Two lines mark the range in the entries below: the one holding "Builder.setSSLSocketFactory is deprecated" and the one holding "but setSocketFactory doesnot". Set down those two and all lines between them, exactly.

◆ ◆ ◆ ◆ ◆

PR #153, opened 2022-08-09
JCLOUDS-1617: Fix HTTPS support in OkHttpCommandExecutorService

SATYANAN-ANAND:
Added support for  proxy server type = HTTPS

### DIFF
--- a/drivers/okhttp/src/main/java/org/jclouds/http/okhttp/DelegatingSocketFactory.java
+++ b/drivers/okhttp/src/main/java/org/jclouds/http/okhttp/DelegatingSocketFactory.java
@@ -1,0 +1,66 @@
+/*
+ * Licensed to the Apache Software Foundation (ASF) under one or more
+ * contributor license agreements.  See the NOTICE file distributed with
+ * this work for additional information regarding copyright ownership.
+ * The ASF licenses this file to You under the Apache License, Version 2.0
+ * (the "License"); you may not use this file except in compliance with
+ * the License.  You may obtain a copy of the License at
+ *
+ *     http://www.apache.org/licenses/LICENSE-2.0
+ *
+ * Unless required by applicable law or agreed to in writing, software
+ * distributed under the License is distributed on an "AS IS" BASIS,
+ * WITHOUT WARRANTIES OR CONDITIONS OF ANY KIND, either express or implied.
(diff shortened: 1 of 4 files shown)


drivers/okhttp/src/main/java/org/jclouds/http/okhttp/DelegatingSocketFactory.java
```diff
@@ -0,0 +1,66 @@
...
+ */
+package org.jclouds.http.okhttp;
+
+import java.io.IOException;
+import java.net.InetAddress;
+import java.net.Socket;
+
+import javax.net.SocketFactory;
+
+public class DelegatingSocketFactory extends SocketFactory {
```
nacx, line 25: Why is this class needed?

SATYANAN-ANAND: Hi 

I was referring below issue to fix this issue. 

https://github.com/square/okhttp/issues/6561#issuecomment-782308646
https://github.com/square/okhttp/issues/6561#issuecomment-782292563

nacx: My point is that unless I'm missing something this `DelegatingSocketFactory` doesn't add any logic and it's doing nothing. Why do we need it?

SATYANAN-ANAND: Hi,

Builder.setSSLSocketFactory is deprecated which force to use Builder.setSocketFactory
but setSocketFactory doesnot accept SSLSocketfactory.getDefault() and throws "java.lang.IllegalArgumentException: socketFactory instanceof SSLSocketFactory" at **runtime**

To overcome the above problem, a delegator class called "DelegatingSocketFactory" created which delegates instance of SSLSocketFactory to SocketFactory

nacx: Thanks for the explanation!
Can you add this motivation in a comment in the code so anyone reading it can easily get why it is done this way?

nacx (approved):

◆ ◆ ◆ ◆ ◆

### Task output:
Builder.setSSLSocketFactory is deprecated which force to use Builder.setSocketFactory
but setSocketFactory doesnot accept SSLSocketfactory.getDefault() and throws "java.lang.IllegalArgumentException: socketFactory instanceof SSLSocketFactory" at **runtime**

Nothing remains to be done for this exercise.